Hallo Boardies |wavey: 
postet doch hier bitte alle Termine von Brandungsveranstaltungen für 2006 rein. 

DANKE


*14.01.06* Naggencup von den "Nachbarn"
www.naggencrew.tk oder KONTAKTIERDING

*03.03-06.03.06* Königsfischen des DMV (nur für "geladene" Gäste)
www.deutscher-meeresangler-verband.de

*18.03.06* Daiwa-Händlercup 
(nur für Daiwa-Händler und deren Mannschaft)
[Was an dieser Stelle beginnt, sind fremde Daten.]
PR #909, opened 2021-06-14
fix(content): only use nuxt-link for absolute html links

### LINKED ISSUE #851: Opt out of automatic nuxt-link for linking to static content

All links that start with a '/' are replaced with nuxt-link. This makes it impossible to link to some file in the `static` directory.

There should be an option to opt out of autolinking, either as a new component, a tag, or a syntax modification to the link.

btkostner:
## Types of changes

- [X] Bug fix (a non-breaking change which fixes an issue)
- [X] Breaking change (fix or feature that would cause existing functionality to change)

## Description

This resolves #851 by only replacing links with `nuxt-link` if it's an absolute path without an extension. This was the most accurate way I could think of doing it, and should fix _most_ use cases.

No tests where added because I could not find anything related to the initial `a` to `nuxt-link` implementation. If you want tests, please direct me to where I should place those.

## Checklist:

### DIFF
--- a/packages/content/parsers/markdown/compilers/json.js
+++ b/packages/content/parsers/markdown/compilers/json.js
@@ -1,3 +1,5 @@
+const { extname } = require('path')
+
 /**
  * Parses nodes for JSON structure. Attempts to drop
  * unwanted properties.
@@ -13,10 +15,14 @@ function parseAsJSON (node, parent) {
     /**
      * Replace a tag with nuxt-link if relative
      */
-    if (node.tagName === 'a' && (node.properties.href || '').startsWith('/')) {
-      node.tagName = 'nuxt-link'
-      node.properties.to = node.properties.href
-      delete node.properties.href
+    if (node.tagName === 'a') {
+      const pathname = (node.properties.href || '')
+
+      if (pathname.startsWith('/') && extname(pathname) === '') {
+        node.tagName = 'nuxt-link'
+        node.properties.to = node.properties.href
+        delete node.properties.href
+      }
     }
 
     const filtered = {
--- a/packages/content/parsers/markdown/compilers/json.js
+++ b/packages/content/parsers/markdown/compilers/json.js
@@ -16,7 +16,7 @@ function parseAsJSON (node, parent) {
      * Replace a tag with nuxt-link if relative
      */
     if (node.tagName === 'a') {
-      const pathname = (node.properties.href || '')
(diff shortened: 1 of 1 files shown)


btkostner:
Hold up. Found a bug.

packages/content/parsers/markdown/compilers/json.js
```diff
@@ -13,10 +15,14 @@ function parseAsJSON (node, parent) {
...
      * Replace a tag with nuxt-link if relative
      */
-    if (node.tagName === 'a' && (node.properties.href || '').startsWith('/')) {
-      node.tagName = 'nuxt-link'
-      node.properties.to = node.properties.href
-      delete node.properties.href
+    if (node.tagName === 'a') {
+      const pathname = (node.properties.href || '')
+
+      if (pathname.startsWith('/') && extname(pathname) === '') {
```
farnabaz, line 21: Using `extname` for detect static files is not safe. For example returning value of `extname` for url `/setup#install-nuxt.js` is `.js`, which isn't correct and leads to invalid behavior.

Static detection should be done in markdown parser and ensure the file exists in `static` directory

btkostner: I'm confused about what you mean it should be done in the markdown parser. This is the markdown to json logic, and where it does the link modification...

As for using extname, it seemed like the fastest of two not great options. I can replace this with a `fs.existsSync` call instead but that would probably slow down the build time for large sites. It will be ran for every absolute link. Alternatively, I can strip out the hash from the path name, and still do the same extname logic.

farnabaz: Without checking file existence, this will be a breaking change. Since pages that have '.' in their names, will force full reload instead of client side navigation. 

As for the performance it can be improved by prefetching static files list.

btkostner: Yep!

Sadly it would require us to get the nuxt options to that function so we can use the configured static folder. Looking at the code, that shouldn't be too hard. Then we'd just need to watch the static folder for changes.

Considering the amount of work for that change, I'm going to hold off on writing it til I can get a Nuxt team member to comment on what they would like, as they are going to be the ones maintaining it.

Tahul:
Hello 🙂;

I think this issue has been fixed upstream in NuxtLink latest RFCs, I am so closing this as it should be fixed in v2.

*24.03.-26.03.06* Gemeinschaftsfischen vom DMV 
www.deutscher-meeresangler-verband.de

*01.04.06* Exori Martins Cup 
Mega-Angelcenter Martins oder 040/6777929

*14.04.06* Insel Cup

*07.10.06* Pro-Tack Event mit U18- und Ladies-Cup
PRO TACK Andreas Thürnau
Göttinger Straße 47, D - 31029 Banteln
fon: 05182 - 960173 fax: 05182 - 960174 
info@pro-tack.de

*04.11.06* Fehmarn Cup
www.asvwestfehmarn.de

*02.12.06* Großmann Cup

*16.12.06* Eis-Cup (der letzte) 
info@dsangelsport.de


----------



## Micky (5. Januar 2006)

*AW: Brandungsangelveranstaltungen, alle Termine für 2006*

*Termin: *


*01.04.2006 - Exori Martins Cup 2006*
(Nein, das ist kein Aprilscherz)

Anmeldung im *Mega-Angelcenter Martins* unter 040/6777929

*Anmeldung als PDF* (rechtsklick, Ziel speichern unter)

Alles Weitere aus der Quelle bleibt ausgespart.